The virtues of blackmail, misery and cheating

Bring me my bow of burning gold, bring me my arrows of desire. And I’ll bring you the hide of Patricia McKeever, the internet Torquemada of Scottish Catholic gaydom. Ms McKeever, of Catholic Truth is, as reported in The Times yesterday , a one-person outing operation, determined to uncover closeted cassock-lifters, to drag them shrieking and naked from their metaphorical priests’ holes and thereby to cleanse the Church. Ms McKeever has restored me to myself, reminding me – at an age when I expend my passions carefully – of just what it is in the public sphere that makes me most angry.

It’s the gap – the abyss – between the stated reason for the actions of the world’s McKeevers and their real (if hidden) motives that so appals. Why does Ms M send letters and e-mails to priests and seminarians whom she suspects of going to gay clubs? Why does she demand of an Edinburgh clergyman to know whether he is a homosexual? Ostensibly to “raise awareness of the problem . . . ultimately to ensure the safety of others in the Church. Not just the physical safety of children, important though that is, but also the spiritual safety of people and congregations entrusted to the care of a homosexual priest or bishop.”

She is no relative, naturally, to the poison pen writer, or to the persecutors of imaginary backsliding converted Jews or secret Trotskyists. She doesn’t send her missives, of course, for the pleasure of it, for the excuse to think and talk dirty in the name of purity. She doesn’t do it in the inner hope that by identifying the shameful “other” she somehow cleanses her own psyche of its troubling longings. She does it because she is righteous.

Ms McKeever is, in the point of general fact, not wrong. I don’t mean by this that ordinary Catholics or their children are in any way at more hazard from gay priests than from heterosexual ones. I mean that there almost certainly are many homosexual Catholics, including priests, and if you take the view, as she does, that such an orientation is an abomination and that one is required to persecute the abominator, then her witch-hunt makes local sense.

For various reasons Scottish Catholicism – itself for many years a persecuted creed – has acted as a lightning rod for recent electric traffic on the subject of the citizen and his or her personal morality. Abortion, said the Scottish Cardinal Keith O’Brien three weeks ago, is murder. “In Scotland,” he said, “we kill the equivalent of two classrooms of children every day.” He urged Catholics, in effect, not to vote for politicians who upheld the existing abortion laws, and suggested in effect that pro-choice MPs couldn’t be real Catholics. “I can’t change the Ten Commandments,” said O’Brien McKeeverishly. “That’s what I’m ordained to teach and to preach: ‘Thou shalt not kill.’ ” I should not, of course, dispute theology with a full cardinal, but abortion is not in the commandments at all. Or anywhere in the Bible.
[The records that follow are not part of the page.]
PR #4905, opened 2026-07-31
fix(logging): do not unlink log record factories chained after ours

### LINKED ISSUE #3808: opentelemetry-instrumentation-logging: LoggingInstrumentor._uninstrument CORRUPTS the log factory linked list

UTKARSH698:
Fixes #3808

## Problem

`logging.setLogRecordFactory` is a single global slot. The convention is to chain: read the current factory, close over it, install a wrapper. `LoggingInstrumentor._instrument` does exactly that.

`_uninstrument` did not:

```python
```

Restoring `_old_factory` unconditionally assumes we are still the head of the chain. If an application or another library installed a factory after us, that factory is silently unlinked:

```
before:  APP ---> OTEL ---> ORIGINAL
after:   APP      OTEL ---> ORIGINAL     # APP is now unreachable
```

Reproduced on `main`, instrumenting and then chaining an app factory on top:

```
before uninstrument -> app_field: present
after  uninstrument -> app_field: MISSING
factory is app_factory?  False
factory is original?     True
```

The app's factory is gone, and every enrichment it performed is silently lost. As the issue notes, this also bites via `instrument()`, which calls `_uninstrument()` internally.

## Change

Track the factory we install as `_our_factory`, and only restore `_old_factory` while we are still the head of the chain. If something has been chained on top, leave the chain intact and warn — a node cannot be removed from the middle of the chain without the cooperation of the factory that wrapped it, so the honest options are "leave it" or "corrupt it".

This means OTel attributes may persist on records after `uninstrument()` in the chained case. That is a deliberate trade: the alternative is dropping someone else's factory. The warning explains it.

The unchained case — by far the common one, and the one the existing tests cover — is unchanged: the original factory is fully restored.

## Tests

Two tests, both in `TestLoggingInstrumentor`:

- `test_uninstrument_keeps_factories_chained_after_ours` — installs an app factory on top, uninstruments, and asserts the app factory is still the head and still enriches records. **Fails on unpatched `main`** (verified by stashing only the source change: `1 failed, 1 passed`).
- `test_uninstrument_restores_factory_when_nothing_chained` — regression guard for the common path; passes before and after.

`pytest tests/test_logging.py` goes from `6 failed, 19 passed` to `6 failed, 21 passed`. The 6 failures are pre-existing on a clean checkout of `main` in my environment (I had to install released `opentelemetry-api`/`sdk` rather than the unreleased `0.66b0.dev` core, so there is some version skew locally); they are untouched by this change.

`ruff check` and `ruff format --check` clean on both files with the pinned `ruff==0.14.1`.

## Credit

The approach here — tracking `_our_factory` and only restoring when still at the head — is the one proposed by @stark256-spec in #4651. That PR was reviewed by @xrmx, who asked for a test case and a changelog entry, and was then closed by stale-bot before the author could follow up. This PR reimplements that fix and supplies both missing pieces.


chuenchen309:
The diagnosis holds up and the choice not to touch the chain is the right one — a node genuinely cannot be
removed from the middle of a `setLogRecordFactory` chain without the cooperation of whoever wrapped it. I
reproduced both branches against the head of this PR (`20fa1bfd`), instrumenting with
`set_logging_format=True`, chaining an app factory on top, then uninstrumenting:

| | app factory survives | chain head still the app factory | OTel fields still injected |
|---|---|---|---|
| this PR as pushed | yes | yes | `otelServiceName`, `otelSpanID`, `otelTraceID`, `otelTraceSampled` |

So the unlink is fixed. What is left is the other half of the same problem: after `uninstrument()` the
instrumentation is still running. Your warning says so honestly, but it does not have to be true — the
wrapper can disable itself, and `_our_factory` is already the state needed for it. Inside `record_factory`,
right after `record = old_factory(*args, **kwargs)`:

```python
if LoggingInstrumentor._our_factory is not record_factory:
    return record
```

`old_factory` is a closure variable, so it survives `_uninstrument` clearing the class attributes, and
re-instrumenting later rebinds `_our_factory` to the new wrapper, which disables any orphan left in
someone else's chain. With that in place the same experiment gives: app factory survives, chain head
unchanged, **no** OTel fields injected.

**But it should not land on its own, because it uncovers something already broken.** `_instrument` with
`set_logging_format=True` calls `logging.basicConfig(format=...)` with a format string that interpolates
`%(otelTraceID)s` and friends, and `_uninstrument` never restores it. On `main` today, with nothing chained
after the instrumentor:

```
root handler fmt after instrument  : ... [trace_id=%(otelTraceID)s span_id=%(otelSpanID)s ...] - %(message)s
root handler fmt after uninstrument: ... [trace_id=%(otelTraceID)s span_id=%(otelSpanID)s ...] - %(message)s
factory restored to: LogRecord
emit raised a formatting error: True
  -> ValueError: Formatting field not found in record: 'otelTraceID'
```

Every record logged after `uninstrument()` fails to format. This PR does not cause it and does not need to
fix it, but it explains why the "leave the chain alone" branch currently looks harmless: it keeps injecting,
which keeps the leftover format string satisfied. Making the wrapper a genuine no-op would expose the
formatting error on that path too, so the two belong together — probably as a separate issue for the format
not being restored, with the self-disabling wrapper on top of it.

Two smaller notes on the patch as it stands:

- The warning fires on every `uninstrument()` where anything was chained after us, which for a test suite
  that instruments and uninstruments per test is once per test. Worth considering `_logger.debug`, or at
  least wording it as a one-off condition.
- `test_uninstrument_restores_factory_when_nothing_chained` takes its expected value from the
  implementation's own `LoggingInstrumentor._old_factory`, so it can pass vacuously: if `_old_factory` were
  ever `None` at that point, `setLogRecordFactory(None)` followed by `assertIs(None, None)` is green while
  the logging module is left unusable. Capturing `logging.getLogRecordFactory()` before `instrument()` and
  asserting against that would be independent of the code under test.

*AI-assisted; both tables are output from running the two variants and `main`, not inferred.*

UTKARSH698:
Both good catches -- I've pushed fixes for each.

**The vacuous test.** You're right. `test_uninstrument_restores_factory_when_nothing_chained` sourced its expected value from `LoggingInstrumentor._old_factory`, i.e. from the code under test, so it passed even when that attribute was `None` -- I confirmed the old assertion still passes in that state while logging is left completely broken (`TypeError: 'NoneType' object is not callable` on the next record). It now captures the real pre-instrumentation factory by observation and asserts against that.

**The warning level.** You were right and my first instinct was wrong. I was going to argue for keeping `warning` because the orphan keeps injecting -- but that only holds when context injection is on. With a bare `instrument()` the wrapper short-circuits on `if not inject_context and not callable(_log_hook)` and returns the record untouched, so the warning was firing with no observable consequence, which is precisely the per-test noise you hit. It now fires only when the orphan will actually keep mutating records. Tests cover both branches.

chuenchen309:
Both hold up on `df93b34f`, checked by running rather than reading.

The test no longer passes vacuously — it takes the pre-instrumentation factory by observation, and the
comment you left on it says why, which is the part that keeps it from drifting back. Full suite is 75
passed here.

The warning change is right too, and the branch you distinguished is the one that matters:

| | orphan still mutates records? | warns on uninstrument |
|---|---|---|
| `instrument()` | no — short-circuits | **no** |
| `instrument(set_logging_format=True)` | yes | yes |
| `instrument(inject_trace_context=True)` | yes | yes |

So the per-test noise is gone without losing the case where an operator genuinely needs to know.

I also filed the format-restore half I mentioned as #4949, so it stops living in this thread: after
`uninstrument()`, the `basicConfig` format string still interpolates `%(otelTraceID)s` and friends while
the records no longer carry them, so every subsequent record fails to format and `handleError` swallows
it. It reproduces on `main` with nothing chained, so it is independent of this PR.

Worth flagging the ordering, though, because the two do interact: this PR leaves the orphaned wrapper
injecting fields, and that is currently what keeps the stale format string satisfied. If a later change
makes the orphan a true no-op — which is the direction the self-disabling idea points — it would expose
#4949 on that path too. Nothing to do about it here; just better that it is written down somewhere
before someone lands the no-op and sees logging break for reasons that look unrelated.

*AI-assisted with agentic coding tools; all changes were reviewed and tested by me. The table is output
from running the three cases against this branch.*

UTKARSH698:
/dashboard route:reviewers

The flagged thread was answered on 08-11 and @chuenchen309 confirmed both fixes on 08-12; the remaining half was split out as #4949. Nothing outstanding on my side.

pmcollins:
Hi, thanks for the submission. I added a question about the motivating use case to #3808.

Looks like the proposed solution keeps the instrumentation's log-record factory in the chain. As a result, it will continue injecting trace context and calling the log hook after `LoggingInstrumentor.uninstrument()`.

I understand leaving the factory in the chain because there is no clean way to remove it from the middle. Have you considered effectively deactivating it so that uninstrument() turns it into a pass-through?

UTKARSH698:
Thanks — yes, and I think you're right that it should. Pushed in `12b1490`.

`record_factory` now checks the class-level `_our_factory` before it touches the record:

```python
record = old_factory(*args, **kwargs)

if LoggingInstrumentor._our_factory is not record_factory:
    return record
```

`old_factory` is a closure variable, so a stranded node still forwards the chain correctly after `_uninstrument` clears the class attributes — it just stops mutating. Re-instrumenting rebinds `_our_factory` to the new wrapper, so an orphan left by an earlier cycle stays disabled rather than double-injecting.

Behaviour after `uninstrument()` with an app factory chained on top, measured rather than reasoned about:

| instrument mode | app factory survives | OTel attrs before | OTel attrs after |
|---|---|---|---|
| `instrument()` | yes | 0/4 | 0/4 |
| `instrument(inject_trace_context=True)` | yes | 4/4 | **0/4** |
| `instrument(set_logging_format=True)` | yes | 4/4 | **0/4** |

This also removes the warning the previous revision emitted, along with the `_injects_context` attribute that existed only to decide whether to emit it — with the wrapper inert there is nothing left to report.

**One interaction worth flagging before this lands,** since it's the reason I'd originally stopped short of the no-op. @chuenchen309 [raised it here](https://github.com/open-telemetry/opentelemetry-python-contrib/pull/4905#issuecomment-5248347679) and [filed it as #4949](https://github.com/open-telemetry/opentelemetry-python-contrib/pull/4905#issuecomment-5267089134): `_instrument(set_logging_format=True)` calls `logging.basicConfig()` with a format string interpolating `%(otelTraceID)s`, and `_uninstrument` never restores it. While the orphan kept injecting, that stale format string stayed satisfied on the chained path. Now it doesn't:

```
chained_after=False -> fmt still references otel: True | ValueError: Formatting field not found in record: 'otelTraceID'
chained_after=True  -> fmt still references otel: True | ValueError: Formatting field not found in record: 'otelTraceID'
```

So the chained path now fails exactly the way the unchained path already fails on `main` today — this PR makes the two consistent rather than introducing a new failure, and #4949 is the fix for both. Happy to take that one next if you'd like them to land together, or to hold this until it's in; your call on ordering.

Tests: the two warning tests are replaced by three covering context injection stopping, the log hook stopping (a different branch of `record_factory`), and re-instrumentation keeping an earlier orphan disabled. I checked none of them pass vacuously by deleting the guard — all three fail without it. Package suite is 76 passed.

On the motivating use case — I'll follow up on #3808.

In fact its proscription by the Church is a comparatively late development, so you might have thought that those who believe that abortion is wrong would be more tentative in their condemnation of those who take a contrary view.

I was alarmed therefore, to read my good friend and colleague Gerard Baker in these pages last week , describing abortion as worse than slavery, in that those who have an abortion know in their hearts that it is wrong, while slave-owners cheerfully thought that slaves benefited from three square meals a day and all the chains they could carry. Abortion would one day, Gerry predicted, be viewed as “a moral abomination”, when “almost all of the time choosing to have the baby is the good and moral and honourable thing to do”.
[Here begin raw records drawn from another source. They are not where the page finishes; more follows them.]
PR #4926, opened 2026-08-05
Apply `ruff` default rules to repo, update `uv`

DylanRussell:
# Description

Similar to https://github.com/open-telemetry/opentelemetry-python/pull/5491 -- use the default ruleset for ruff 0.16.1 (removing explicit rule selection so Ruff defaults apply)

Also update uv to latest version (`0.12.1`) and update the lock file.

## Type of change

# How Has This Been Tested?

Unit tests

- [x] No.

# Checklist:

- [] Changelogs have been updated


pyproject.toml
```diff
@@ -153,28 +153,25 @@ members = [
 
 [tool.ruff]
 # https://docs.astral.sh/ruff/configuration/
-target-version = "py310"
```
emdneto, line 156: Why remove this?

DylanRussell: Ruff automatically infers the minimum target Python version (py310) from requires-python = ">=3.10" in [project] of pyproject.toml. So we don't need it here..

emdneto: ah, got it. fine then

emdneto (approved):

emdneto (changes requested):
From SIG call: Let's use extend-select to add back the ones inadvertently removed

aabmass (approved):

emdneto (approved):

PR #4932, opened 2026-08-06
opentelemetry-instrumentation-kafka-python: keep the producer span active while send executes

henry3260:
# Description

`_wrap_send` created the producer span, injected the propagation headers, and then exited the `with` block before calling the wrapped `KafkaProducer.send`. Because `start_as_current_span` ends the span on exit, the instrumented operation ran entirely outside the span it represents: a synchronous failure in `send` was raised after the span had already ended, so the exported span carried `StatusCode.UNSET` and no exception event, and its duration only covered attribute setting and header injection.

This moves `return func(*args, **kwargs)` inside the `with` block so the span stays active while `send` executes. Failures are then recorded by the context manager's default `record_exception` / `set_status_on_exception` behaviour and the original exception is re-raised unmodified. This matches the existing confluent-kafka instrumentation, which already calls the wrapped `produce` inside the span.

Note that `KafkaProducer.send` reports `BrokerResponseError` through the returned future rather than raising, so those failures are still not visible on the span; this change covers the synchronous failure path only.

Part of #4871

## Type of change

# How Has This Been Tested?

Added `TestWrapSendSpanLifetime` in `instrumentation/opentelemetry-instrumentation-kafka-python/tests/test_utils.py`, using the real SDK via `TestBase` rather than a mock tracer:

- [x] `test_send_runs_inside_the_producer_span` — captures `trace.get_current_span()` from inside the wrapped call and asserts its `span_id` matches the exported span, confirming the producer span is the active span while `send` runs.
- [x] `test_send_exception_is_recorded_and_reraised` — asserts the original exception object is re-raised, and that the exported span has `SpanKind.PRODUCER`, `StatusCode.ERROR`, and an `exception` event with the expected `exception.type`.

Both new tests fail on `main` and pass with this change. The existing tests in the package are unmodified and continue to pass.

### DIFF
--- a/.changelog/4931.fixed
+++ b/.changelog/4931.fixed
@@ -1,0 +1,1 @@
+`opentelemetry-instrumentation-kafka-python`: keep the producer span active while the wrapped `send` executes so synchronous failures are recorded on it
--- a/instrumentation/opentelemetry-instrumentation-kafka-python/src/opentelemetry/instrumentation/kafka/utils.py
+++ b/instrumentation/opentelemetry-instrumentation-kafka-python/src/opentelemetry/instrumentation/kafka/utils.py
@@ -171,7 +171,7 @@ def _wrap_send(tracer: Tracer, produce_hook: ProduceHookT) -> Callable:
             except Exception as hook_exception:  # pylint: disable=W0703
                 _LOG.exception(hook_exception)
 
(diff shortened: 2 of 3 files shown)


henry3260:
dup with #4858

I’m not going to go all Dawkins on Gerry’s Catholic ass – in my half-century I think I have learnt that the possession or absence of religion is no real indicator of good character. But I think you do have to be a true believer to insult so many people so badly while laying claim to such virtue. When, in the mid-1960s, with four children already, after several miscarriages and with little money, my mother took herself to an illegal abortionist for a termination, she was not in my view committing a moral abomination. In fact what she was doing was morally right. What was morally wrong was that when the police discovered her name on a list held by the doctor who had performed the operation, she was forced to answer their humiliating questions. The doctor himself later committed suicide.

Now, it would be abominable for me to force a female Gerry to have an abortion. It is abominable to me for him to try to force people like my mother into illegality because of his own moral or religious views.

What makes it worse is that I have always sensed a low-level hypocrisy in the claim that abortion is murder. If it is, then every miscarriage is an untimely death, yet I don’t imagine that Cardinal O’Brien has the foggiest notion of how many pre-term deaths there have been since 1967, or has campaigned to improve massively the survival rates for otherwise miscarried foetuses. It’s somehow only death if women choose it.

Let’s not make this just about Catholics. There are all kinds of people who, for religious or cultural reasons, wish to see greater social control over what women, homosexuals and youngsters are allowed to do. They would like the rules on divorce tightened, the morning-after Pill discouraged, women to wear modest headscarves so that their hair doesn’t drive men wild with misplaced sexual desire. They want clear and stringent rules on what people may and may not do. They forget that, from Saudi Arabia to TV evangelism, such illiberalism always runs on the black hypocrisy of cheating husbands, punished women, blackmail, misery and self-slaughter.

Usually I don’t bother to say all this because we liberals have probably won the culture war, and it seems more relevant to deal with some of the malign consequences of our own victory. If David Cameron’s Conservatives now want to be liberal, then so much the better. I have always found it repulsive that people who used to specialise in persecution (remember the attacks on New Age travellers?) should get so het up by speed cameras.

But I thought that one recent commenter on The Times website had picked up something significant. Writing yesterday about the poll showing Tory MPs to be less than fully Cameronian, Malcolm McLean observed that “there are a significant number of Tories who don’t want secularisation, and some older school socialists who are beginning to realise that they agree with them”.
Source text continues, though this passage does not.